Why are you not starting a single instance if you are running test on parallel with on the same machine?
We could. It just costs and has low priority. So I don't want to do this currently. But that is a good idea and we could do that in the future.
And then if you are doing this wouldn’t this be the original cause of the corrupted file? 2 process trying to write together?
No, we .net haven't face this issue currently. It is Jave facing this and Java only start one process.
Actually my point is: we could start two instances of cadl ranch, so theoretically cadl-ranch server stop
doesn't know which one to stop?
I am not proposing replacing the current serve. I am suggesting to add start and stop command as an alternative. The way I would see this is by allowing the port to be passed in the stop command which I guess you must know.

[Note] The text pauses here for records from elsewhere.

PR #300, opened 2022-01-19
Add an option for a separated strvctvre input file.

ShifaSZ:


sv_pipeline/genome/load_data.py
```diff
@@ -192,6 +196,13 @@ def export_to_es(rows, input_dataset, project_guid, es_host, es_port, block_size
     )
 
 
+def annotate_from_file(rows, filename, fields):
+    src_rows = load_mt(filename, None, False).rows()
+    src_rows = src_rows.key_by('rsid')
+
+    return rows.annotate(**{k: v(rows[VARIANT_ID], src_rows) for k, v in fields.items()})
```
hanars, line 203: using the genric function makes this really hard to read. Like I said, making it generic is overkill. It would be much easier to understand and maintain if you actually implement this inline with the correct value - I think like
```
return rows.annotate(StrVCTVRE_score=hl.parse_float(src_rows[rows[VARIANT_ID]].info.StrVCTVRE)
```

hanars (changes requested):

sv_pipeline/genome/load_data.py
ShifaSZ: I was thinking about making it generic in the command line which means allowing the user to specify the fields. We agree that is not good. But the function can be generic by using a field mapping parameter. How about I change the parameter `fields` to `field_mappings`?

hanars: no, this is over-engineered and really impossible to read, which will make it impossible to maintain. We do not need a generic `annotate_from_file` function. We need a specific, clear, readable, maintainable `add_stvctre` function. You do not build in extinsibility at the begining. You build in extensibility later, when you actually have a use case worth extending for

hanars (approved):

PR #301, opened 2022-01-25
update gCNV loading to use latest stvctre format

hanars:


sv_pipeline/exome/load_data.py
```diff
@@ -97,7 +97,7 @@ def _parse_prev_call(call):
     DEFRAGGED_COL: {'field_name': DEFRAGGED_FIELD, 'format': lambda val: BOOL_MAP[val]},
     IN_SILICO_COL: {
         'field_name': 'StrVCTVRE_score',
-        'format': lambda val: None if val == 'not_exonic' else float(val),
+        'format': lambda val: None if val.strip() == 'not_exonic' else float(val),
```
ShifaSZ, line 100: There are values in the field like 'less_than_50bp' and 'not_dup_or_del' for the genome SV dataset. Is this the case for the exome data?

ShifaSZ (changes requested):

sv_pipeline/exome/load_data.py
hanars: nope! `not_dup_or_del` is impossible for gCNV because it only calls dups and dels. And I think the calling algorthm for gCNV also can;t actually detect small events, because I never saw `less_than_50bp` as an option

ShifaSZ (approved):

PR #302, opened 2022-01-25
Update the gnomAD SV ID and AF fields.

ShifaSZ:
Change the field names for the gnomAD SV ID and AF. And the SV ID field type has been changed from string to array of string.


sv_pipeline/genome/load_data.py
```diff
@@ -33,8 +33,10 @@
     'end': lambda rows: hl.if_else(hl.is_defined(rows.info.END2), rows.info.END2, rows.info.END),
     'sv_callset_Het': lambda rows: rows.info.N_HET,
     'sv_callset_Hom': lambda rows: rows.info.N_HOMALT,
-    'gnomad_svs_ID': lambda rows: rows.info['gnomad_v2.1_sv_SVID'],
-    'gnomad_svs_AF': lambda rows: rows.info['gnomad_v2.1_sv_AF'],
+    'gnomad_svs_ID': lambda rows: hl.if_else(hl.is_defined(rows.info['gnomAD_V2_SVID']),
```
hanars, line 36: since they took out the `.` from the field name I think it would be more consistant to do `rows.info. gnomAD_V2_SVID` instead of using the bracket notation

hanars (changes requested):

sv_pipeline/genome/load_data.py
ShifaSZ: Okay. Updated.

hanars (approved):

Hi @timotheeguerin, may I know when could start and stop command be available, because currently our CI pipeline is pending on this stop command to stop the server and save the coverage file on exit (currently our pipeline can't save and publish coverage file)?
I can get that done today.
Hi @timotheeguerin, thanks for the quick fix. I saw your pull request, but I found the command cadl-ranch server stop
command is not recognized in cadl-ranch cli.
$ npx cadl-ranch server stop
npm WARN config global `--global`, `--local` are deprecated. Use `--location=global` instead.
cadl-ranch <command>
Commands:
cadl-ranch validate-scenarios <scenarios Compile and validate all the Cadl sc
Path> enarios.
cadl-ranch generate-scenarios-summary <s Compile and validate all the Cadl sc
cenariosPath> enarios.
cadl-ranch serve <scenariosPath> Serve the mock api at the given path
s.
cadl-ranch check-coverage <scenariosPath Serve the mock api at the given path
> s.
cadl-ranch validate-mock-apis <scenarios Validate mock apis have all the scen
Path> arios specified
cadl-ranch upload-manifest <scenariosPat Upload the scenario manifest. DO NOT
h> CALL in generator.
cadl-ranch upload-coverage Upload the coverage report.
Options:
--version Show version number [boolean]
--help Show help [boolean]
--debug Output debug log messages. [boolean] [default: false]
Unknown arguments: server, stop
I checked the release of cadl ranch: https://github.com/Azure/cadl-ranch/actions/workflows/release.yml, finding the release for ‘Start and stop server commands’ failed. Not sure if this is reason of the command failure. Please kindly take a look. Thanks.
yeah seems like the publish pipeline didn't create the PR bumping the versions, should be publihsed now.
Symptom: @haolingdong-msft found the printed coverage report is broken as See coverage file here.
Root cause: This a random issue so there is a guess of how this happen. We save coverage data for every request by await writeFile. Take a look at the comments from writeFile:
A potential issue happens like:
This is the issue we might face. For the specific broken issue @haolingdong-msft met, maybe somehow "coverage data2" is longer than "coverage data1", and the "coverage data1" just replace the data in the buffer (which already has "coverage data2"). Then the json brokes.
Anyway, we might need to reconsider the implementation of saving the coverage report. Make it sync (which costs) or save file only once at the end.